**Task brief**
Using the records below, quote only the span that opens with the line containing "Add bulk upgrade CLI" and closes with the line containing "- [ ] Linked", exactly and inclusively.
(Data shown)
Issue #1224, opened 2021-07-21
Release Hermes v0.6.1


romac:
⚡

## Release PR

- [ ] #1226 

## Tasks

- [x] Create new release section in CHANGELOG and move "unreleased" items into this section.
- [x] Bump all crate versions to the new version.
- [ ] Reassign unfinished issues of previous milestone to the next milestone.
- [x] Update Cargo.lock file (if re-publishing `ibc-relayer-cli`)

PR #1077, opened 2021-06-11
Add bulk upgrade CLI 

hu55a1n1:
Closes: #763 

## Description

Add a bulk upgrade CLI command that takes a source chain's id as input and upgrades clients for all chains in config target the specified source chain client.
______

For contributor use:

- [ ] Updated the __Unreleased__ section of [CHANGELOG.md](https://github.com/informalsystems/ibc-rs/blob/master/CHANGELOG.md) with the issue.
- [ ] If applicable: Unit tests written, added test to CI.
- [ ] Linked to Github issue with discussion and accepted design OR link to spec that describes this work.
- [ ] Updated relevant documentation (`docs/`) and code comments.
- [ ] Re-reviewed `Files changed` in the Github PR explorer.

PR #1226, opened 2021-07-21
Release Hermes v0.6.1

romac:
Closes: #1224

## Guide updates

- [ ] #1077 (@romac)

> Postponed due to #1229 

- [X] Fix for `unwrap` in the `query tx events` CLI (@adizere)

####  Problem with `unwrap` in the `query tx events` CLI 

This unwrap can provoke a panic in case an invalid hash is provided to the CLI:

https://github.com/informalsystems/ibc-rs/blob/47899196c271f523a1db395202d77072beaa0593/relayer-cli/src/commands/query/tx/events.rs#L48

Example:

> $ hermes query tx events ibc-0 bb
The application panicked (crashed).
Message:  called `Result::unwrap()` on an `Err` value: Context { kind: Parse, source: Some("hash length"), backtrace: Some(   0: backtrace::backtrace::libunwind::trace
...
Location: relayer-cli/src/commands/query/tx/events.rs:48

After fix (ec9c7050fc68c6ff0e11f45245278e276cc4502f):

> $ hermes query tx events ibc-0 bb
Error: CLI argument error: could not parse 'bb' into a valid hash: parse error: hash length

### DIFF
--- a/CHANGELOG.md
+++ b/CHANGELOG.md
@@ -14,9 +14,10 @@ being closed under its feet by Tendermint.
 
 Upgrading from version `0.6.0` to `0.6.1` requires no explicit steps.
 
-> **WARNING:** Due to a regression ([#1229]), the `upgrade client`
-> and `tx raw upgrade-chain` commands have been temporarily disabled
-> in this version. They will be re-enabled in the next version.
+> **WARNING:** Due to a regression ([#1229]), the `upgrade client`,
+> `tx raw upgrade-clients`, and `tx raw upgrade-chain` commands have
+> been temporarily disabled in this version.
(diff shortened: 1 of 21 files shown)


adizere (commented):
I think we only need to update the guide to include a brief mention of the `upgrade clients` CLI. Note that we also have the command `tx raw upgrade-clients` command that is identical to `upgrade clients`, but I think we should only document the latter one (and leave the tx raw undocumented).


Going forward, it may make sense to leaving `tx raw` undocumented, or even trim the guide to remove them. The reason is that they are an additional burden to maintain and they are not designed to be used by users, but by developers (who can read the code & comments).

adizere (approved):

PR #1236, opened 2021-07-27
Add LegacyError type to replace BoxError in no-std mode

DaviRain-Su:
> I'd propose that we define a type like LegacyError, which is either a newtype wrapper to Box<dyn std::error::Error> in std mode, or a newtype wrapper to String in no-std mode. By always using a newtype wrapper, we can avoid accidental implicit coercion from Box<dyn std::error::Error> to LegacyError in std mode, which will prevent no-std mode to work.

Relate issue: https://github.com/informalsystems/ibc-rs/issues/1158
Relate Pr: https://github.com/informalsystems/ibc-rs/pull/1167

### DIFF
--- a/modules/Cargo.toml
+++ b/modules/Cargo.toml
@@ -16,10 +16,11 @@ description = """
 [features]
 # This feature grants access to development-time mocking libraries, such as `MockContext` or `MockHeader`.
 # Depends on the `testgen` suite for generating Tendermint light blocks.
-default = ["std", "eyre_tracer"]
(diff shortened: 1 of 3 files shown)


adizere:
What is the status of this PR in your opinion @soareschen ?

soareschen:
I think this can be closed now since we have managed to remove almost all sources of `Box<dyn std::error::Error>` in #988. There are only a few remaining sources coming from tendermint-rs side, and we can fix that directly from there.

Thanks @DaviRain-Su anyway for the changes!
(End Data shown)
(Data shown)
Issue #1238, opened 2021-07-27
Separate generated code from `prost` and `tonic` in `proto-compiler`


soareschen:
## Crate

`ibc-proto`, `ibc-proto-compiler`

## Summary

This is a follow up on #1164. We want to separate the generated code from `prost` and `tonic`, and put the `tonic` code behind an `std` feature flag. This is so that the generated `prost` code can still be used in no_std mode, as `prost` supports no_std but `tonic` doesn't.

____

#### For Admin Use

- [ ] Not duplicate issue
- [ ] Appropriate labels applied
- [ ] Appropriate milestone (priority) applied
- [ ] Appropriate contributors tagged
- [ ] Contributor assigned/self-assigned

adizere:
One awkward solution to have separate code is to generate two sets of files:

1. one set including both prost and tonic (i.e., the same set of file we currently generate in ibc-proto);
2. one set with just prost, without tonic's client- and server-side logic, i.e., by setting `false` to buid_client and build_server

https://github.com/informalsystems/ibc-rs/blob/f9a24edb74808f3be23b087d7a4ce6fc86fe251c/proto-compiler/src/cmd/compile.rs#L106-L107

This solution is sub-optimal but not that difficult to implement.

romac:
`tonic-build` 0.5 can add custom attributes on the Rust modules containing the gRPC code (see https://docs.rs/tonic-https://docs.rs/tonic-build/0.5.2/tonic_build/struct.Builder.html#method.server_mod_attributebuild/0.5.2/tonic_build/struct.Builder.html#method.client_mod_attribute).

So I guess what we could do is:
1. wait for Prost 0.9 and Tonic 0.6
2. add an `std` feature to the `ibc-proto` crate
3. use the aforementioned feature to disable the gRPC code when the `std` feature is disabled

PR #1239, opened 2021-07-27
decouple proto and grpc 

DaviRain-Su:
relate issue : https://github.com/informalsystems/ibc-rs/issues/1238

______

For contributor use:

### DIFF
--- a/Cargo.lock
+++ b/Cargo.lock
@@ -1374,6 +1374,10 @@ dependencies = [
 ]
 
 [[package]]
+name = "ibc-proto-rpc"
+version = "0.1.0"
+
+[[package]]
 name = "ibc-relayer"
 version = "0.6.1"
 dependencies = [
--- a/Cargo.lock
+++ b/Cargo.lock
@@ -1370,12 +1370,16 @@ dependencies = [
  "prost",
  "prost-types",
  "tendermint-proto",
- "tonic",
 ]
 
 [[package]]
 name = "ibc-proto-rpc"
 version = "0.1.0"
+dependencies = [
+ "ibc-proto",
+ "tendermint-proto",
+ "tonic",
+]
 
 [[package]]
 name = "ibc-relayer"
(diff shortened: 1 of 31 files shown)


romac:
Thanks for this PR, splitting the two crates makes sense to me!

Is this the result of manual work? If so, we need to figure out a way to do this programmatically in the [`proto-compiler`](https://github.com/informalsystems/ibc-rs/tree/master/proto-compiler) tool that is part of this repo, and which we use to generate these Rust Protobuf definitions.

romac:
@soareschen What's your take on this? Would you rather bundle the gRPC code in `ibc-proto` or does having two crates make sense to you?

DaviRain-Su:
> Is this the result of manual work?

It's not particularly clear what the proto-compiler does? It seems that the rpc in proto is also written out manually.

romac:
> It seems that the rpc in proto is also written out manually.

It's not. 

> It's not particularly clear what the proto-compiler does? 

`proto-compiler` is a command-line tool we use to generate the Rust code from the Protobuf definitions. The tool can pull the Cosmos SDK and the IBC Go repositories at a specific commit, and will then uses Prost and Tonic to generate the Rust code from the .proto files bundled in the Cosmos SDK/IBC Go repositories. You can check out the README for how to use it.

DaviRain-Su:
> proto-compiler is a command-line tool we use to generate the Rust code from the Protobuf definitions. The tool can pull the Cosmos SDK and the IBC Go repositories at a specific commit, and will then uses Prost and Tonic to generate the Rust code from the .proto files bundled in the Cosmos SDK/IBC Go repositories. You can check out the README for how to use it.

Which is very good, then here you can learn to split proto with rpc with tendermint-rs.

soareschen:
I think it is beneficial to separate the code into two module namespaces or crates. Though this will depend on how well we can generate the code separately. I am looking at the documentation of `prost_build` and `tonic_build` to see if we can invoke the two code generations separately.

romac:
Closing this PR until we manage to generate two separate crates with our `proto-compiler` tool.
(End Data shown)
**Response area**
Add bulk upgrade CLI 

hu55a1n1:
Closes: #763 

## Description

Add a bulk upgrade CLI command that takes a source chain's id as input and upgrades clients for all chains in config target the specified source chain client.
______

For contributor use:

- [ ] Updated the __Unreleased__ section of [CHANGELOG.md](https://github.com/informalsystems/ibc-rs/blob/master/CHANGELOG.md) with the issue.
- [ ] If applicable: Unit tests written, added test to CI.
- [ ] Linked to Github issue with discussion and accepted design OR link to spec that describes this work.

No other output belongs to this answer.